Tuve la tentación de explicar el irrespeto que sufrí por expresar una opinión como una de las muchas herencias de la década pasada, pero me engañaría y engañaría: la intolerancia al que piensa distinto no es nueva, ha estado presente desde los primeros días de la República. Basta leer unos cuántos libros de historia o periódicos de antaño para confirmarlo. Sin duda existen diferencias de talante democrático, basta mirar -en la historia reciente- los gobiernos de Roldós o Borja para entenderlas. Resaltarlos no puede interpretarse como una negación u olvido de las tensiones y conflictos que se dieron en esos gobiernos, pero es incomparable la dimensión, profundidad y gravedad de lo acontecido en estos últimos diez años, a punto de que se podría asegurar que la confrontación, descalificación y negación de todo valor a la opinión contraria se convirtieron en ejes del discurso, acción oficial y práctica política del oficialismo.
Esta forma de actuar ha profundizado la propensión que tenemos como sociedad al autoritarismo y negación del otro, algo que se expresa con claridad en todos los debates de interés público.
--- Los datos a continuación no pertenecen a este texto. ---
PR #5198, opened 2021-04-03
sync: don't warn about --no-traverse when --files-from is set

nickgaya:

Suppress spurious error message when performing `rclone sync` with `--files-from` and `--no-traverse` flags.

The `rclone sync` command logs an error if the `--no-traverse` flag is specified, as traversing destination directories is necessary to compare them with the source for syncing.

However, when the `--files-from` flag is present, the `--no-traverse` flag modifies the file listing behavior to query each specified path individually rather than traversing the directory listing (see the [docs](https://rclone.org/filtering/#files-from-read-list-of-source-file-names)).  This functionality works as expected with the sync operation, so this PR adds a check to suppress the error message in this case.

No

#### Checklist

- [ ] ~~I have added tests for all changes in this PR if appropriate.~~ (n/a)
- [ ] ~~I have added documentation for the changes if appropriate.~~ (n/a)


ncw (approved):
That looks great - thanks.

I'll merge it now.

Pocos días atrás compartí, en una red social, un comentario sobre el teleférico como sistema de transporte en la ciudad de La Paz. Impresionado, como estoy, con el éxito que ha tenido: disminución de tiempos de traslado, mayor comodidad, seguridad, limpieza, menores costos, etc. Inmediatamente después de compartir el mensaje empecé a recibir mensajes que, en diferentes tonos y formas, criticaban mi opinión porque entendían, quienes lo hacían, que hablar bien del teleférico como medio de transporte era un apoyo implícito al proyecto “Quito Cables”, en particular a la línea del noroccidente.
Al hacer pública mi opinión sobre el buen funcionamiento del teleférico en La Paz no pensé en un proyecto específico, tenía en mente a Quito como ciudad y sus graves problemas de movilidad, trasporte y tránsito, dificultades que claramente no pueden enfrentarse con el aumento de vehículos o la ampliación de vías, las que sabemos en corto tiempo se saturarían.
Solo el dato de que 432 000 vehículos circulan en Quito, publicado por EL COMERCIO, permite entender lo absurdo de promover respuestas basadas en el uso de automotores, es obvio que las alternativas son el metro, el teleférico, la bicicleta, caminar; mientras tanto debe mejorarse y ampliarse el transporte público, dando un “empujoncito”(nudge) (ahora que se entiende mejor esta forma de promover un comportamiento gracias al Premio Nobel a Richard Thaler) para que se usen menos los autos particulares.
Más allá del tema puntual sobre el transporte o el teleférico, me queda claro que tenemos el deber de (re)construir la capacidad de deliberar, sobre los asuntos de interés común, de forma respetuosa, transparente, informada y honesta, de no hacerlo los problemas de convivencia se agravarán y el transporte será el menor de nuestros problemas como sociedad.